→ **Exercise data**:
--- START ---
PR #1826, opened 2022-11-03
Impl `IntoFuture` for `ContractCall`

TmLev:
## Motivation

Continuation of #1797.

## Solution

Implement `IntoFuture` trait for `ContractCall`.
Defaults to calling `ContractCall::call()`.

## PR Checklist

-   [ ] Added Tests
-   [x] Added Documentation
-   [ ] Updated the changelog

### DIFF
--- a/ethers-contract/src/call.rs
+++ b/ethers-contract/src/call.rs
@@ -223,8 +223,9 @@ where
 /// Defaults to calling [`ContractCall::call`].
 impl<M, D> IntoFuture for ContractCall<M, D>
 where
-    M: Middleware + 'static,
-    D: Detokenize + 'static,
+    Self: 'static,
+    M: Middleware,
+    D: Detokenize,
 {
     type Output = Result<D, ContractError<M>>;
     type IntoFuture = Pin<Box<dyn Future<Output = Self::Output>>>;
--- a/ethers-contract/src/call.rs
+++ b/ethers-contract/src/call.rs
@@ -14,7 +14,14 @@ use ethers_providers::{
     Middleware, PendingTransaction, ProviderError,
 };
 
-use std::{borrow::Cow, fmt::Debug, future::Future, marker::PhantomData, sync::Arc};
+use std::{
+    borrow::Cow,
+    fmt::Debug,
+    future::{Future, IntoFuture},
+    marker::PhantomData,
+    pin::Pin,
+    sync::Arc,
+};
 
 use thiserror::Error as ThisError;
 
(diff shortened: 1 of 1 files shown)


TmLev:
I'm not fond of a needless allocation, but it helps to hide opaque future type.

ethers-contract/src/call.rs
```diff
@@ -211,3 +218,18 @@ where
...
+
+/// [`ContractCall`] can be turned into [`Future`] automatically with `.await`.
+/// Defaults to calling [`ContractCall::call`].
+impl<M, D> IntoFuture for ContractCall<M, D>
+where
+    M: Middleware + 'static,
+    D: Detokenize + 'static,
+{
+    type Output = Result<D, ContractError<M>>;
+    type IntoFuture = Pin<Box<dyn Future<Output = Self::Output>>>;
```
TmLev, line 230: I'm not fond of a needless allocation, but it helps to hide opaque future type.

ethers-contract/src/call.rs
```diff
@@ -211,3 +218,18 @@ where
             .map_err(ContractError::MiddlewareError)
     }
 }
+
+/// [`ContractCall`] can be turned into [`Future`] automatically with `.await`.
+/// Defaults to calling [`ContractCall::call`].
+impl<M, D> IntoFuture for ContractCall<M, D>
+where
+    M: Middleware + 'static,
+    D: Detokenize + 'static,
```
TmLev, line 227: For some reason, compiler refuses to accept code without `'static` lifetimes.

ethers-contract/src/call.rs
```diff
@@ -211,3 +218,18 @@ where
...
+{
+    type Output = Result<D, ContractError<M>>;
+    type IntoFuture = Pin<Box<dyn Future<Output = Self::Output>>>;
+
+    fn into_future(self) -> Self::IntoFuture {
+        Box::pin(async move { self.call().await })
+    }
```
TmLev, line 234: I'm not fond of excessive allocations, but it helps to hide an opaque future type.

TmLev:
сс @prestwich @gakonst

ethers-contract/src/call.rs
prestwich: The reason is that the future created is `'static` so it needs to know that neither the `Middleware` nor the `Detokenize` will have a shorter lifetime than `'static`. The best way to express this is probably as follows:

```
impl<M, D> IntoFuture for ContractCall<M, D>
where
    Self: 'static,
    M: Middleware,
    D: Detokenize,
```

TmLev: Moved to `Self`.

ethers-contract/src/call.rs
prestwich: GATs may help avoid this one in the future, but because this is a static lifetime future, it may be impossible to avoid

prestwich (approved):

PR #1832, opened 2022-11-04
enhance signer middleware to automatically switch legacy

kristian1108:
## Motivation

If you try to use SignerMiddleware on chains that don't support EIP-1559 (Optimism, BSC, etc), you'll get an error. Client code has to check the chain id everywhere, which is fragile and annoying. The middleware should automatically handle this, especially since the chain information is already stored in ethers-rs.

## Solution

Parse Chain from chain_id. Check if it's a "legacy only" chain. If so, convert the transaction to a legacy transaction as part of the fill logic.

## PR Checklist

-   [x] Added Tests
-   [x] Added Documentation
-   [] Updated the changelog  --> not sure what to do here?

### DIFF
--- a/ethers-middleware/src/signer.rs
+++ b/ethers-middleware/src/signer.rs
@@ -1,9 +1,10 @@
 use ethers_core::types::{
     transaction::{eip2718::TypedTransaction, eip2930::AccessListWithGasUsed},
-    Address, BlockId, Bytes, Signature, U256,
+    Address, BlockId, Bytes, Chain, Signature, TransactionRequest, U256,
 };
 use ethers_providers::{maybe, FromErr, Middleware, PendingTransaction};
 use ethers_signers::Signer;
+use std::convert::TryFrom;
 
 use async_trait::async_trait;
 use thiserror::Error;
@@ -251,6 +252,18 @@ where
             tx.set_chain_id(chain_id);
         }
 
+        // If a chain_id is matched to a known chain that doesn't support EIP-1559, automatically
+        // change transaction to be Legacy type.
+        if let Some(chain_id) = tx.chain_id() {
+            let chain = Chain::try_from(chain_id.as_u64());
+            if chain.unwrap_or_default().is_legacy() {
+                if let TypedTransaction::Eip1559(inner) = tx {
+                    let tx_req: TransactionRequest = inner.clone().into();
+                    *tx = TypedTransaction::Legacy(tx_req);
+                }
+            }
+        }
+
         let nonce = maybe(tx.nonce().cloned(), self.get_transaction_count(from, block)).await?;
         tx.set_nonce(nonce);
         self.inner()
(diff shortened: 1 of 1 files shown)


ethers-middleware/src/signer.rs
```diff
@@ -251,6 +252,24 @@ where
             tx.set_chain_id(chain_id);
         }
 
+        // If a chain_id is matched to a known chain that doesn't support EIP-1559, automatically
+        // change transaction to be Legacy type.
+        if tx.chain_id().is_some() {
+            let tx_chain_id = tx.chain_id().unwrap(); // safe unwrap after is_some check above
```
mattsse, line 258: use if let

ethers-middleware/src/signer.rs
```diff
@@ -251,6 +252,24 @@ where
...
+            let chain = Chain::try_from(tx_chain_id.as_u64());
+            if chain.is_ok() && chain.unwrap().is_legacy() {
```
mattsse, line 260: can simplify with unwrap_or_default

ethers-middleware/src/signer.rs
```diff
@@ -251,6 +252,24 @@ where
...
+                // safe unwrap after is_ok check
+                let legacy_tx = match tx.clone() {
+                    TypedTransaction::Eip1559(inner) => {
+                        let i_tx: TransactionRequest = inner.into();
+                        TypedTransaction::Legacy(i_tx)
+                    }
+                    other => other,
+                };
+                *tx = legacy_tx;
```
mattsse, line 269: this clone is unnecessary if already legacy.
match via `ref` should work here and clone if eip1559

mattsse (changes requested):

ethers-middleware/src/signer.rs
```diff
@@ -251,6 +252,18 @@ where
             tx.set_chain_id(chain_id);
         }
 
+        // If a chain_id is matched to a known chain that doesn't support EIP-1559, automatically
+        // change transaction to be Legacy type.
+        if let Some(chain_id) = tx.chain_id() {
+            let chain = Chain::try_from(chain_id.as_u64());
+            if chain.unwrap_or_default().is_legacy() {
```
mattsse, line 259:
```suggestion
            if chain.map(Chain::is_legacy).unwrap_or_default() {
```

ethers-middleware/src/signer.rs
```diff
@@ -251,6 +252,18 @@ where
...
+                if let TypedTransaction::Eip1559(inner) = tx {
+                    let i_tx: TransactionRequest = inner.clone().into();
+                    *tx = TypedTransaction::Legacy(i_tx);
```
mattsse, line 262:
```suggestion
                    let tx_req: TransactionRequest = inner.clone().into();
                    *tx = TypedTransaction::Legacy(tx_req);
```

mattsse (approved):
ty, lgtm.

this is a reasonable additional check imo.

smol pedantic nits

gakonst (approved):
nice! thank you

PR #1834, opened 2022-11-04
Match msg.sender to tx.origin during multicall

34x4p08:
Allows reading contract data with restricted access


gakonst (commented):
I'm not sure about this. Do we always want to do this? I have no strong opiion but dont' want to break expectations about what the code is supposed to do. Mabye @prestwich has thoughts?

34x4p08:
Proposed solution may break the functionality on some chains [[source]](https://github.com/Destiner/ethcall/issues/146) 
It's better to add possibility to configure 'from'. 
I'm closing this PR.

PR #1838, opened 2022-11-06
feat: warnings as errors

jatokz:
I would like to submit a new feature that would allow to create a setting for compile warnings to be included as errors.

## Motivation
I wanted to work on this feature request here:
https://github.com/foundry-rs/foundry/issues/3476

Following the guidance from that thread I am starting with making the additions here and I would be interested to also make the feature in Foundry after this is resolved.

With this setting turned on, the compiler when checking for errors, will also look for warnings

## Solution

I have made the code changes that added a property to Project/ProjectBuilder and it goes all the way down to the compiler output, quite similar to how "ignored_error_codes" is done. I also added one test. I feel that I should mention I am a beginner to rust and I would greatly appreciate any feedback or guidance :smile: 

## PR Checklist

-   [x] Added Tests
-   [x] Added Documentation
-   [x] Updated the changelog


ethers-solc/src/compile/project.rs
```diff
@@ -358,14 +358,16 @@ impl<'a, T: ArtifactOutput> ArtifactsState<'a, T> {
     fn write_cache(self) -> Result<ProjectCompileOutput<T>> {
         trace!("write cache");
         let ArtifactsState { output, cache, compiled_artifacts } = self;
-        let ignored_error_codes = cache.project().ignored_error_codes.clone();
-        let skip_write_to_disk = cache.project().no_artifacts || output.has_error();
+        let project = cache.project();
+        let ignored_error_codes = project.ignored_error_codes.clone();
```
davidiola, line 362: perhaps follow convention here and change to:

```
let warnings_as_errors = cache.project().warnings_as_errors.clone();
```

davidiola (commented):
i had also been flirting with implementing this feature and happened to stumble across your PR so i put some of my thoughts in a review here 😄  

cheers to learning together!

ethers-solc/src/compile/output/mod.rs
```diff
@@ -426,8 +428,14 @@ impl AggregatedCompilerOutput {
     }
 
     /// Whether the output contains a compiler error
-    pub fn has_error(&self) -> bool {
-        self.errors.iter().any(|err| err.severity.is_error())
+    pub fn has_error(&self, warnings_as_errors: bool) -> bool {
+        self.errors.iter().any(|err| {
+            if warnings_as_errors {
+                true
```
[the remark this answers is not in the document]
gakonst: implementation pattern LGTM - defer to @mattsse on what the right choice to do here is

gakonst (approved):

ethers-solc/src/compile/output/mod.rs
```diff
@@ -426,8 +428,14 @@ impl AggregatedCompilerOutput {
     }
 
     /// Whether the output contains a compiler error
-    pub fn has_error(&self) -> bool {
-        self.errors.iter().any(|err| err.severity.is_error())
+    pub fn has_error(&self, warnings_as_errors: bool) -> bool {
```
mattsse, line 431: I think this is fine.

Instead of the bool argument this could just take the `Severity` enum as argument and find all errors that are `>=` (needs Ord impl)

mattsse (changes requested):
let's replace the bool arg with `Severity`

ethers-solc/src/compile/output/mod.rs
jatokz: I pushed a second commit that changed to using Severity as argument. I'm assuming it was following the correct pattern. If you think there are any specifics that could be adjusted, feel free to let me know.

During implement I had to choose between adding a Copy trait to Severity or passing a pointer down. I chose pointer since it was similar to "ignored_error_codes" and wasn't sure if Copy is something that is generally not preferred?

jatokz:
I added a second commit to go with Severity as an argument instead.

jatokz:
I took a look at the logs during the workflows lint step and noticed it exited when it got to my test.

I made another commit to see if formatting that code will fix it, but I am not really sure what went wrong.

ethers-solc/src/compile/output/mod.rs
```diff
@@ -449,7 +443,7 @@ impl AggregatedCompilerOutput {
         })
     }
 
-    pub fn diagnostics<'a>(&'a self, ignored_error_codes: &'a [u64], warnings_as_errors: bool) -> OutputDiagnostics {
+    pub fn diagnostics<'a>(&'a self, ignored_error_codes: &'a [u64], warnings_as_errors: &'a Severity) -> OutputDiagnostics {
```
mattsse, line 446: no need to take this as ref
```suggestion
    pub fn diagnostics<'a>(&'a self, ignored_error_codes: &'a [u64], warnings_as_errors: Severity) -> OutputDiagnostics {
```

ethers-solc/src/compile/output/mod.rs
```diff
@@ -711,7 +705,7 @@ pub struct OutputDiagnostics<'a> {
     /// the error codes to ignore
     ignored_error_codes: &'a [u64],
     /// treat warnings as errors
-    warnings_as_errors: bool,
+    warnings_as_errors: &'a Severity,
```
mattsse, line 708:
```suggestion
    warnings_as_errors: Severity,
```

mattsse, line 708: please rename to something akin to severity

mattsse (changes requested):

jatokz:
It was my pleasure :100:

mattsse (approved):
lgtm, ty!

ethers-solc/tests/project.rs
```diff
@@ -1618,6 +1618,25 @@ fn can_compile_model_checker_sample() {
     assert!(compiled.has_compiler_warnings());
 }
 
+#[test]
```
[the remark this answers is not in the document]
gakonst: Yes please!

gakonst (changes requested):
This is looking great, but let's add that one final test just to make sure we don't break anything on Foundry.

ethers-solc/tests/project.rs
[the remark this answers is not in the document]
jatokz: Great catch, I wrote a new test which failed as predicted by David. I adjusted the has_error() fn to be a conjunction of the two solutions. Ty for the guidance everyone :pray:

jatokz:
One thing to note, the first test checks all smart contracts in that test-data dir I created.

The second test I was much more specific and only tested 1 smart contract and the error code that goes with it.

mattsse (approved):

PR #1839, opened 2022-11-07
Examples event streams

0xMelkor:
## Motivation
As a library user I spent sometime to figure out how to manage event streams from `abigen` compiled contracts.
For such reason I added a couple of examples that can help new coming users.

## Solution
Two new examples were added:
1. Stream events from a compiled contract
2. Stream events and log meta from a compiled contract

## PR Checklist

-   [ ] Added Tests
- [x]  Added Documentation
-   [ ] Updated the changelog


mattsse (approved):
tysm!

PR #1844, opened 2022-11-08
fix: transaction type in TxpoolContent

### LINKED ISSUE #1843: TxpoolTransaction is missing some fields
**Version**

Current master.

**Description**

The RPC endpoint `txpool_content` returns transactions that look like this:

```json
{
    "accessList": [],
    "blockHash": null,
    "blockNumber": null,
    "chainId": "0x1",
    "from": "0xffd25e260c329253b8beb1ebcf6fe6eed215923d",
    "gas": "0x10bca",
    "gasPrice": "0x2363e7f00",
    "hash": "0x4be8632ab706e2a98a17e1cdc9cb200d3f6d6d80de0496b7241e6a04ee9d26e9",
    "input": "0x095ea7b3000000000000000000000000c36442b4a4522e871399cd717abdd847ab11fe88ffffffffffffffffffffffffffffffffffffffffffffffffffffffffffffffff",
    "maxFeePerGas": "0x2363e7f00",
    "maxPriorityFeePerGas": "0x5c7261c0",
    "nonce": "0x1",
    "r": "0xca87401a4cc0a354812a7150a2d4364b10d655108e62c9691b62f87f548e16c0",
    "s": "0x4368666a474a919e5454283b9a71e3e90cc37c816a52c8348c2e659c47c546e4",
    "to": "0x502a6dc08bf27a114deca570d561a12a0d8bfc30",
    "transactionIndex": null,
    "type": "0x2",
    "v": "0x1",
    "value": "0x0"
}
```

The type [TxpoolTransaction](https://github.com/gakonst/ethers-rs/blob/2418098d8c8a35f4674c57ea20d170ba3b50ae28/ethers-core/src/types/txpool.rs#L121-L133) only has the following fields:

```rust
pub struct TxpoolTransaction {
    pub block_hash: Option<H256>,
    pub block_number: Option<U64>,
    pub from: Option<Address>,
    pub gas: Option<U256>,
    pub gas_price: Option<U256>,
    pub hash: H256,
    pub input: Bytes,
    pub nonce: U256,
    pub to: Option<Address>,
    pub transaction_index: Option<U64>,
    pub value: U256,
}
```

That is, the following fields are missing:

- access list
- chain id
- max fee per gas
- max priority fee per gas
- type
- v, r, s

jannikluhn:
## Motivation

Fixes #1843 

## Solution

As suggested by @mattsee, this just replaces the `TxpoolTransaction` type with the normal `Transaction` type.

I updated the test with new data I gathered today. The test would have failed with the old data because it's missing some transaction fields that are now required.

I cheated a tiny bit: Geth encodes the addresses used as keys in the mappings (but not those used in the transaction as `from` and `to`) using the checksum format. We can deserialize this just fine, but when we serialize it again in the test to compare the result we encode them as lowercase. This would make our test fail. Therefore I opted to just manually make the addresses in the test data lowercase.

## PR Checklist

-   [x] ~Added~ Updated Test~s~
-   [ ] Added Documentation
-   [ ] Updated the changelog


mattsse (approved):
I'm a bit confused by this because that's not how it's documented here 
https://geth.ethereum.org/docs/rpc/ns-txpool

however quicknode docs for example, states that these are the regular transaction objects: https://www.quicknode.com/docs/ethereum/txpool_content

which makes more sense

mattsse:
> I'm guessing Anvil is using the other transaction type

that's it. do you want to migrate this as well @jannikluhn ?

mattsse:
awesome lmk if you're facing issues. it should simplify things a bit I think

PR #1847, opened 2022-11-09
fix: failing CI

DaniPopes:
## Motivation

should fix ~all~ most broken CI from last commits;
see https://github.com/gakonst/ethers-rs/pull/1844#issuecomment-1308126811 for failing txpool test;
~looks like [here](https://github.com/gakonst/ethers-rs/actions/runs/3425007628/jobs/5705345370) different tests sent transactions too close to eachother, but it doesn't happen always~ https://github.com/gakonst/ethers-rs/pull/1847#issuecomment-1308703933

## PR Checklist

-   [ ] Added Tests
-   [ ] Added Documentation
-   [ ] Updated the changelog

### DIFF
--- a/Cargo.toml
+++ b/Cargo.toml
@@ -174,3 +174,13 @@ required-features = ["yubi"]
--- END ---
Using the listing above, locate the lines that hold "OutputDiagnostics" and copy each one.

→ **Solution to this problem**:
-    pub fn diagnostics<'a>(&'a self, ignored_error_codes: &'a [u64], warnings_as_errors: bool) -> OutputDiagnostics {
+    pub fn diagnostics<'a>(&'a self, ignored_error_codes: &'a [u64], warnings_as_errors: &'a Severity) -> OutputDiagnostics {
    pub fn diagnostics<'a>(&'a self, ignored_error_codes: &'a [u64], warnings_as_errors: Severity) -> OutputDiagnostics {
@@ -711,7 +705,7 @@ pub struct OutputDiagnostics<'a> {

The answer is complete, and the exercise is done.